* **EXERCISE DIRECTIONS**
Show each line of the records below where the word "referring" occurs.

START EXCERPTED RECORDS

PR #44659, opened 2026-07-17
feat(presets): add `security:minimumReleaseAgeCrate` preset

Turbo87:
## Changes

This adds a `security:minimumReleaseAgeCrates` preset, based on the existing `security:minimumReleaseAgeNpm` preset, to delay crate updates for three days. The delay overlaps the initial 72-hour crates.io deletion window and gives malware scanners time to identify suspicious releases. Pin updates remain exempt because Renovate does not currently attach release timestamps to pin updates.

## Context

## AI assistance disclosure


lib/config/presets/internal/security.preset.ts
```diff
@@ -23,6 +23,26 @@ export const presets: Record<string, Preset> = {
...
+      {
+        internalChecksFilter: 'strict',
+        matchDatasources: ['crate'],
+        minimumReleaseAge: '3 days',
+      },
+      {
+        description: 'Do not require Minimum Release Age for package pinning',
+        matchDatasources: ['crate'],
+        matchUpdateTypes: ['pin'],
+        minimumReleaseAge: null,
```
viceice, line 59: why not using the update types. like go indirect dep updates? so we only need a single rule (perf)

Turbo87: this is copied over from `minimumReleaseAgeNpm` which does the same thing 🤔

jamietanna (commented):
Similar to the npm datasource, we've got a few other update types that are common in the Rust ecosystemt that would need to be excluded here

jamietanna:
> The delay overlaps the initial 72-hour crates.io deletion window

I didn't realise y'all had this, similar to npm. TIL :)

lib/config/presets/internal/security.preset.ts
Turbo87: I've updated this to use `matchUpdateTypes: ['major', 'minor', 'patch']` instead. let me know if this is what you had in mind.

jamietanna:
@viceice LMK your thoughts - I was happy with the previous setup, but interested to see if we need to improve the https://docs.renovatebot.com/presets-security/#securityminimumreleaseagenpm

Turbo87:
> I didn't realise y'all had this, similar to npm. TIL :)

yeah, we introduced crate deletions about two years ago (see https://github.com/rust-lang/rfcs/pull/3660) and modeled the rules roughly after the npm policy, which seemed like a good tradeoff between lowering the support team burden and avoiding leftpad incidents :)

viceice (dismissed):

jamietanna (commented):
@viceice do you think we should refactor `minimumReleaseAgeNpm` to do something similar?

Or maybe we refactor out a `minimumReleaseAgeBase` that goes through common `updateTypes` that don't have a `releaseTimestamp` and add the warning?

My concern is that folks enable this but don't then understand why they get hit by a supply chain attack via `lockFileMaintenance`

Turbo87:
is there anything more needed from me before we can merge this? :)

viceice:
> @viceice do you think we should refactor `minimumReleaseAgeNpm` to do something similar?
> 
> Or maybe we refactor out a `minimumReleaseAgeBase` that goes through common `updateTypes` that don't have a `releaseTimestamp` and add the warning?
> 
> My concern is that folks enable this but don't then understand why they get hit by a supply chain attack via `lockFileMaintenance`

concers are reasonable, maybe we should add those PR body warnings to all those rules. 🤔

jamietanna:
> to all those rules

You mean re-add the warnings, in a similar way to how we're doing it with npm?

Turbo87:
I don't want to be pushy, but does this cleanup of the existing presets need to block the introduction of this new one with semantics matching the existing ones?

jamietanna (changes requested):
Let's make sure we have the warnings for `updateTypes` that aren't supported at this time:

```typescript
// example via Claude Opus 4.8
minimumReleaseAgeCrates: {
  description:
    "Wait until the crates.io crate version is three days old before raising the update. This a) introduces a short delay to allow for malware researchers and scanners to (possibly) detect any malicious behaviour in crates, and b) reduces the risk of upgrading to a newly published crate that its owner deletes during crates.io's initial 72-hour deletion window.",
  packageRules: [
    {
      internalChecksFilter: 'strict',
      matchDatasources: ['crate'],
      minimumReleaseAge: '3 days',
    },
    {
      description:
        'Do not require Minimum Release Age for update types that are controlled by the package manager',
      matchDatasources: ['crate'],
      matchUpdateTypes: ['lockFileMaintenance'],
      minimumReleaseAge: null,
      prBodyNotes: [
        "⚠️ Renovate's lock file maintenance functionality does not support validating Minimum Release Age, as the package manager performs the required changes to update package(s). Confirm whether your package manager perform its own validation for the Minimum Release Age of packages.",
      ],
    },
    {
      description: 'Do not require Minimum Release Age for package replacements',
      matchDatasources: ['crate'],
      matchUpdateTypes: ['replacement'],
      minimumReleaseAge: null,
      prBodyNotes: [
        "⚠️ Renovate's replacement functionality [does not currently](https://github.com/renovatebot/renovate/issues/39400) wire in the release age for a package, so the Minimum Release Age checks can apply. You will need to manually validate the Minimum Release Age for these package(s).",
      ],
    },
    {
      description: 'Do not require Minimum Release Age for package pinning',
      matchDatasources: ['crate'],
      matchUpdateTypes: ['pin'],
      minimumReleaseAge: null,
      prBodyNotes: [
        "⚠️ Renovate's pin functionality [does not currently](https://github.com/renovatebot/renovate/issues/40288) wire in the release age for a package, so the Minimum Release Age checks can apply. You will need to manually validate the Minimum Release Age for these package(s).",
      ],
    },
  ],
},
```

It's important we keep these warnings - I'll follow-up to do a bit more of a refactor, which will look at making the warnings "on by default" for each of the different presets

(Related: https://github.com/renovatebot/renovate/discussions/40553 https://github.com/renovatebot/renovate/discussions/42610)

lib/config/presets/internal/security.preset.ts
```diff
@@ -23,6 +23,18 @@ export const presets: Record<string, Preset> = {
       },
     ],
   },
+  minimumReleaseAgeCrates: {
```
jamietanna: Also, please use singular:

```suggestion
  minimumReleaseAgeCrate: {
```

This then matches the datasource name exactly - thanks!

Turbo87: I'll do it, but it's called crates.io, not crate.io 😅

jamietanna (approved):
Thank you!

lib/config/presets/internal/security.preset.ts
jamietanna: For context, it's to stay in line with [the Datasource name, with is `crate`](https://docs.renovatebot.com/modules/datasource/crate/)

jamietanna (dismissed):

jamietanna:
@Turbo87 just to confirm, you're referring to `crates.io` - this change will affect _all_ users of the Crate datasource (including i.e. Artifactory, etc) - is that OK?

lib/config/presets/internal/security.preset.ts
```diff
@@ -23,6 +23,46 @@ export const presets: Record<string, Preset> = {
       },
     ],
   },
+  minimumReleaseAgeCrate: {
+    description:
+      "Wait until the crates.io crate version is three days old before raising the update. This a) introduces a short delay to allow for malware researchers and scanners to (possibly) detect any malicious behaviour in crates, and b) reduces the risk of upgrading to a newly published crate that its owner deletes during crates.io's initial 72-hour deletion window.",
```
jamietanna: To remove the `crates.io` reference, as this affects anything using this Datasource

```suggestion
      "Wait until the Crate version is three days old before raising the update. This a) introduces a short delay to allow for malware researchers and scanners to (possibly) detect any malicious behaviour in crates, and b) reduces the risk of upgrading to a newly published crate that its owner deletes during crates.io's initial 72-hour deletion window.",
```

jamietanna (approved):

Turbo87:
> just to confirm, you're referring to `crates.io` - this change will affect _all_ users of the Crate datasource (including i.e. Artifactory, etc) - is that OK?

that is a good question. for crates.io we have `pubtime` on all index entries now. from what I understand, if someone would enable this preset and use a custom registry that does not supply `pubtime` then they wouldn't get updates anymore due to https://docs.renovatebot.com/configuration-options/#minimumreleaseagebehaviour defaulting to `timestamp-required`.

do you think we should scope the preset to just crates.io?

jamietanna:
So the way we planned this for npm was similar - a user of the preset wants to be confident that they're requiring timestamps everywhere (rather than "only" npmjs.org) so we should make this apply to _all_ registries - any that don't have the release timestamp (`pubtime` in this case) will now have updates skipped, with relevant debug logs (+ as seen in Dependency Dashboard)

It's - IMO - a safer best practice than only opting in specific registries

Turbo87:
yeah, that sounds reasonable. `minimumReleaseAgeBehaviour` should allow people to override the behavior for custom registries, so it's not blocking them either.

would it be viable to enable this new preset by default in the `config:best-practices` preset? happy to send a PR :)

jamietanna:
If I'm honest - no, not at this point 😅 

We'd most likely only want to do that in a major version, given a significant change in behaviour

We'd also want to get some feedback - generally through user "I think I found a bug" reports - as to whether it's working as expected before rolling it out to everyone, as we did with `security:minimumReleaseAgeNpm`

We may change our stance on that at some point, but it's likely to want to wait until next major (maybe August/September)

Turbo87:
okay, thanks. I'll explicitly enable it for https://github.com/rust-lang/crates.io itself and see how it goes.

END EXCERPTED RECORDS
START EXCERPTED RECORDS

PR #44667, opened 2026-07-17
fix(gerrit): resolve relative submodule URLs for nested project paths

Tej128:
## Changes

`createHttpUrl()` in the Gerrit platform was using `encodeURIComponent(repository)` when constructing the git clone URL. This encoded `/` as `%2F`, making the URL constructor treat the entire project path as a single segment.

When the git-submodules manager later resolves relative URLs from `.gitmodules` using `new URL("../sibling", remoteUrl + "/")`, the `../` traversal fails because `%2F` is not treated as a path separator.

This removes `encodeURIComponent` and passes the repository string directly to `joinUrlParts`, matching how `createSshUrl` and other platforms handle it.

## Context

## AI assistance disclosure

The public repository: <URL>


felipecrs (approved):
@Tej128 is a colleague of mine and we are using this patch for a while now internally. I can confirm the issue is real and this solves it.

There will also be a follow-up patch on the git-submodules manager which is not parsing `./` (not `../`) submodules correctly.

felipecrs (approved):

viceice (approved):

END EXCERPTED RECORDS

* **RESULT OF THE TASK**
@Turbo87 just to confirm, you're referring to `crates.io` - this change will affect _all_ users of the Crate datasource (including i.e. Artifactory, etc) - is that OK?
> just to confirm, you're referring to `crates.io` - this change will affect _all_ users of the Crate datasource (including i.e. Artifactory, etc) - is that OK?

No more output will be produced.